A couple of weeks ago i came across a weird issue what a VMM environment that was running fine.. until then.
When users started the VMM console and logged in, they got a the following error message:
“The SQL Server service account does not have permission to access Active Directory Domain Services (AD DS). Ensure that the SQL Server service is running under a domain account or a computer account that has permission to access AD DS”
The VMM Service was running fine it seemed, users just couldn’t log on. In this case it was a VMM HA Setup, even when failing over the role it still started and was running fine.

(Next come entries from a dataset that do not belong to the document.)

PR #157, opened 2024-08-20
Add DataChannels

LVala:
Rough, but working first version of DataChannel support. I'll take care of `TODO`s, applying negotiated channel parameters and closing the channels in subsequent PRs.


sgfn (commented):
LGTM (I got lost about 1/3 through)

test/ex_webrtc/data_channel_test.exs
```diff
@@ -0,0 +1,170 @@
...
+
+      :ok = negotiate(pc1, pc2)
+      :ok = connect(pc1, pc2)
+
+      label = "my label"
+      {:ok, %DataChannel{ref: ref}} = PeerConnection.create_data_channel(pc2, label)
+
+      # NOTICE: in theory, this should be true, but as of now, we perform the SCTP handshake
+      # even if the SDP did not contain any data lines
+      # refute_receive {:ex_webrtc, ^pc1, {:data_channel, _}}
```
mickel8, line 102: Does it mean that we can setup datachannel without its prior negotiation? If yes, I assume this is not in the spec?

test/ex_webrtc/data_channel_test.exs
```diff
@@ -0,0 +1,170 @@
...
+      :ok = PeerConnection.send_data(pc1, ref1, data1)
+      assert_receive {:ex_webrtc, ^pc2, {:data, ^ref2, ^data1}}
+
+      data2 = for i <- 1..1024, into: <<>>, do: <<i>>
+      :ok = PeerConnection.send_data(pc1, ref1, data2)
+      assert_receive {:ex_webrtc, ^pc2, {:data, ^ref2, ^data2}}
+
+      :ok = PeerConnection.send_data(pc1, ref1, <<>>)
+      assert_receive {:ex_webrtc, ^pc2, {:data, ^ref2, <<>>}}
+    end
```
mickel8, line 137: Is there any reason why we send so many messages? If yes, then it would be nice to add a comment

mickel8 (commented):
Can't wait when we announce this feature! :rocket:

When Looking at the VMM error logs in C:\ProgramData\VMMLogs i got a more detailed error message:
“System.AggregateException: One or more errors occurred. Microsoft.VirtualManager.DB.CarmineSqlException:The SQL Server service account does not have permission to access Active Directory Domain Services (AD DS). Ensure that the SQL Server service is running under a domain account or a computer account that has permission to access AD DS.
System.Data.SqlClient.SqlException: Could not obtain information about Windows NT group/user ‘DOMAIN\username’, error code 0x534.”

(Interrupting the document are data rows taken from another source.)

PR #158, opened 2024-08-20
Add jitter buffer

sgfn:
The battle-tested (I would assume) implementation from Membrane RTP Plugin


lib/ex_webrtc/rtp/jitter_buffer.ex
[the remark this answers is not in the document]
sgfn: Changed. Please have a look at the new API

lib/ex_webrtc/rtp/jitter_buffer.ex
```diff
@@ -0,0 +1,166 @@
...
+  @typedoc """
+  The 3-element tuple returned by all functions other than `new/1`.
+
+  * `buffer` - `t:#{inspect(__MODULE__)}.t/0`.
+  * `packets` - a list with packets flushed from the buffer as a result of the function call. May be empty.
+  * `timer_duration_ms` - see `t:timer/0`.
+
+  Generally speaking, all results of this type can be handled in the same way.
+  """
+  @type result :: {buffer :: t(), packets :: [Packet.t()], timer_duration_ms :: timer()}
```
LVala, line 37: Generally, the structure you're modifying is returned as the last thing (like in `Map.pop` for instance. We should probably stick to this convention

lib/ex_webrtc/rtp/jitter_buffer.ex
```diff
@@ -0,0 +1,166 @@
...
+
+  @doc """
+  Handles the end of a previously set timer.
+  """
+  @spec handle_timer(t()) :: result()
+  def handle_timer(buffer) do
+    %__MODULE__{buffer | state: :timer_not_set} |> send_packets()
+  end
+
+  @spec try_insert_packet(t(), Packet.t()) :: {:ok | :error, t()}
```
LVala, line 108: `spec`s for private functions? fancy

LVala (approved):
Have @mickel8 take a look at the API and we are probably good to go

lib/ex_webrtc/rtp/jitter_buffer.ex
sgfn: Might as well

lib/ex_webrtc/rtp/jitter_buffer.ex
```diff
@@ -0,0 +1,166 @@
...
+      |> records_to_packets()
+
+    {packets, nil, %__MODULE__{latency: buffer.latency}}
+  end
+
+  @doc """
+  Handles the end of a previously set timer.
+  """
+  @spec handle_timer(t()) :: result()
+  def handle_timer(buffer) do
```
mickel8, line 104: Nitpick, I believe that in most places we use `handle_timeout`
```suggestion

  def handle_timeout(buffer) do
```

test/ex_webrtc/rtp/jitter_buffer_test.exs
```diff
@@ -0,0 +1,127 @@
...
+        buffer.store
+        | flush_index: flush_index,
+          highest_incoming_index: flush_index
+      }
+
+      {:ok, store} = PacketStore.insert_packet(store, packet)
+      buffer = %{buffer | store: store}
+      {[^packet], nil, buffer} = JitterBuffer.flush(buffer)
+
+      assert buffer.store == %PacketStore{}
```
mickel8, line 124: You can call JitterBuffer.flush(buffer) for the second time and assert that packets is an empty list

test/ex_webrtc/rtp/jitter_buffer_test.exs
```diff
@@ -0,0 +1,127 @@
+defmodule ExWebRTC.RTP.JitterBufferTest do
```
mickel8, line 1: I feel like we inspect packet store in those tests too many times. 

E.g. instead of using PacketStore.dump use JitterBuffer.flush, instead of PacketStroe.insert_packet use JitterBuffer.place_packet

mickel8 (changes requested):

lib/ex_webrtc/rtp/jitter_buffer.ex
```diff
@@ -0,0 +1,166 @@
+defmodule ExWebRTC.RTP.JitterBuffer do
```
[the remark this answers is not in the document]
LVala: In the case of saving to a file, it might not make a difference. Still, when a player is on the receiving end, assuming we returned the very first packets right away, the player would need to handle the possibility of a `latency` long gap between two packets (so `latency` long freeze). When the initial latency is forced, we might store a bunch of packets that came earlier than the initial latency and then dump them all at once after the initial latency, but as long as there are no gaps longer than `latency`, no freezes will occur and RTP timestamps pace the playout anyway.

Does it make sense?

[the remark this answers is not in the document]
mickel8: Hmmmmm. What about this: if we don't postpone the playback at the beginning, we will do this on the first detected gap. So we either wait at the beginning or during the first detected gap. Is that the whole difference?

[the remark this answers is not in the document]
LVala: Ye, but you'd rather have an initial latency than freezes through the playback. Lack of the initial latency kinda defeats the whole purpose of a jitter buffer.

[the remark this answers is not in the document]
mickel8: Agree 👍

test/ex_webrtc/rtp/jitter_buffer/packet_store_test.exs
```diff
@@ -0,0 +1,295 @@
...
+      assert has_packet(store, packet)
+    end
+
+    test "extracts the RTP metadata correctly from packet", %{base_store: store} do
+      packet = PacketFactory.sample_packet(@next_index)
+      {:ok, %PacketStore{heap: heap}} = PacketStore.insert_packet(store, packet)
+
+      assert %Record{index: read_index} = Heap.root(heap)
+
+      assert read_index == @next_index
```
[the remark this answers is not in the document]
sgfn: Removed the test

test/ex_webrtc/rtp/jitter_buffer/realtime_test.exs
```diff
@@ -0,0 +1,117 @@
...
+          } = state
+        ) do
+      now = System.monotonic_time(:millisecond)
+
+      1..packet_num
+      |> Enum.each(fn n ->
+        time =
+          cond do
+            # Delay less than max latency
+            rem(n, 15) == 0 -> n * delay_ms + div(max_latency, 2)
```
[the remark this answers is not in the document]
sgfn: This block of code schedules sending *all* of the packets.

`n * delay_ms` is the base time when the packet is expected to arrive (when it would be sent, were there no delay), while `+ div(max_latency, 2)` is the delay

test/ex_webrtc/rtp/jitter_buffer_test.exs
sgfn: This also asserts that the `PacketStore` was reset (`*_index` set to `nil`, ROC set to `0`...)

test/ex_webrtc/rtp/jitter_buffer_test.exs
```diff
@@ -0,0 +1,127 @@
...
+      flush_index = @base_seq_number - 1
+
+      store = %PacketStore{
+        buffer.store
+        | flush_index: flush_index,
+          highest_incoming_index: flush_index
+      }
+
+      {:ok, store} = PacketStore.insert_packet(store, second_packet)
+      {:ok, store} = PacketStore.insert_packet(store, third_packet)
```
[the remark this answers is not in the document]
sgfn: We want to simulate the case where some packets were placed in the buffer beforehand, then insert one late packet. We avoid any side effects this way, testing this particular case only and not any other related behaviour

Though, if you insist on getting rid of PacketStore in the entire module, I can make that change

test/ex_webrtc/rtp/jitter_buffer_test.exs
sgfn: Changed a few of the calls to `PacketStore`, but ultimately I'm unsure if this is the way to go

sgfn (commented):
First part of second batch of fixes. Will replace the PQ and fix the commented out parts in packet_store_test.exs

lib/ex_webrtc/rtp/jitter_buffer.ex
```diff
@@ -0,0 +1,166 @@
...
+  * `buffer` - `t:#{inspect(__MODULE__)}.t/0`.
+
+  Generally speaking, all results of this type can be handled in the same way.
+  """
+  @type result :: {packets :: [Packet.t()], timer_duration_ms :: timer(), buffer :: t()}
+
+  @opaque t :: %__MODULE__{
+            latency: non_neg_integer(),
+            store: PacketStore.t(),
+            state: :initial_wait | :timer_set | :timer_not_set
```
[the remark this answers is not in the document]
mickel8: > Not differentiating between having the timer set and unset means we'll be telling the user to set a timer every time a packet is inserted

To be precise, every time when usser inserts something and we are waiting for some packet. In most cases, when packets are ordered, we will immediately flush them. 

Anyway, this indeed might not be the bes UX, I didn't notice that earlier :thinking: 

On the other hand, right now, if someone calls handle_timeout too early, they will get `nil` as timer and will think everything is okay

test/ex_webrtc/rtp/jitter_buffer_test.exs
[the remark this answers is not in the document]
mickel8: Please make :pray:

test/ex_webrtc/rtp/jitter_buffer_test.exs
mickel8: The idea is to test JitterBuffer API. In other case, any change in PacketStore API will cause these tests to fail. Sometimes, indeed, we want to check some internal field but we should avoid that as much as possible. In the case of JitterBuffer, I think that we can always find a sequence of packets that after insertion into JitterBuffer  will set PacketStore state in a desired way.

lib/ex_webrtc/rtp/jitter_buffer/packet_store.ex
```diff
@@ -106,86 +106,52 @@ defmodule ExWebRTC.RTP.JitterBuffer.PacketStore do
...
+    packets
   end
 
   @doc """
   Returns timestamp (time of insertion) of the packet with the lowest index
   """
-  @spec first_record_timestamp(t()) :: integer() | nil
-  def first_record_timestamp(%__MODULE__{heap: heap}) do
+  @spec first_entry_timestamp(t()) :: integer() | nil
+  def first_entry_timestamp(%__MODULE__{heap: heap}) do
```
mickel8, line 152:
```suggestion
  def first_packet_timestamp(%__MODULE__{heap: heap}) do
```

lib/ex_webrtc/rtp/jitter_buffer.ex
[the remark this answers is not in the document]
sgfn: >To be precise, every time when usser inserts something and we are waiting for some packet. In most cases, when packets are ordered, we will immediately flush them.

Yeah, you're correct, my bad

>On the other hand, right now, if someone calls handle_timeout too early, they will get nil as timer and will think everything is okay

I don't see how that would happen, we're changing the buffer state to `:timer_not_set` immediately after `handle_timeout` is called, so all of the timer-setting code is being executed
```elixir
  def handle_timeout(buffer) do
    %__MODULE__{buffer | state: :timer_not_set} |> send_packets()
  end
```

test/ex_webrtc/rtp/jitter_buffer/heap_test.exs
```diff
@@ -0,0 +1,74 @@
+defmodule ExWebRTC.RTP.JitterBuffer.HeapTest do
+  use ExUnit.Case, async: true
+
+  alias ExWebRTC.RTP.JitterBuffer.Heap
+
+  test "stores things and reports size" do
```
mickel8, line 6: Nitpick, in Elixir WebRTC we decided to avoid the old Membrane style of describing tests. Sometimes you can still find such tests or it might not be posssible to describe them in other way but in general we favor something like this:

```
test "Heap.push/1"
test "Heap.root/1"
test "Heap.new/1"
```

That's how tests in Elixir repo are written. We don't have to change these tests, just for the future

lib/ex_webrtc/rtp/jitter_buffer/heap.ex
```diff
@@ -0,0 +1,118 @@
+defmodule ExWebRTC.RTP.JitterBuffer.Heap do
```
mickel8, line 1: Awesome, thanks! :tada:

test/ex_webrtc/rtp/jitter_buffer/packet_store_test.exs
```diff
@@ -0,0 +1,282 @@
...
+      #   |> Enum.map(& &1.packet.sequence_number)
+
+      # assert seq_numbers == [65_535, 0, 1]
+
+      # indexes =
+      #   store
+      #   |> PacketStore.dump()
+      #   |> Enum.map(& &1.index)
+
+      # assert indexes == [@seq_number_limit - 1, @seq_number_limit, @seq_number_limit + 1]
```
mickel8, line 107: :eyes:

mickel8 (approved):
Just take care of commented code in tests and merge :+1:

In this case, the username was the username of the admin account of my colleague that installed the environment but left for another project. The IT Team deleted his admin account. VMM and SQL were all running with their own service accounts and they were al there. After some digging arround it turns out that the user that installed VMM is DBO on the VMM database. When that user account is deleted you get this error message.
How to Fix
This one is easy to fix, fortunately. Open the SQL Management Studio and open the new Query window and run it against the VirtualManagerDB Database. Excecute the command bellow to change the DBOwner from the deleted account to SA.
ALTER AUTHORIZATION ON DATABASE::[VirtualManagerDB] TO [sa];
After that you should be able to open the VMM console, login an run business as usual.
Final note
I personally work with over 40 VMM environments and did never encounter this one. I am not sure if this also triggered in a single node with SQL VMM environment or only in a HA VMM and HA SQL environment which is was in this case. But if you get this error with an HA VMM 2019 and HA SQL 2019 setup, there is a good change this fix helps you getting things up and running again.
Best Regards
Pascal Slijkerman
Didnt work for me, still getting the same error – surely something needs to be done in AD DS as that’s what the error message says/indicates?
Did you ever resolved this, we have the sam problem…
This worked:
After much digging and pulling out what hair I have left, I have found this issue is resolved by adding the SQL service account to the built-in domain group “Windows Authorization Access Group”.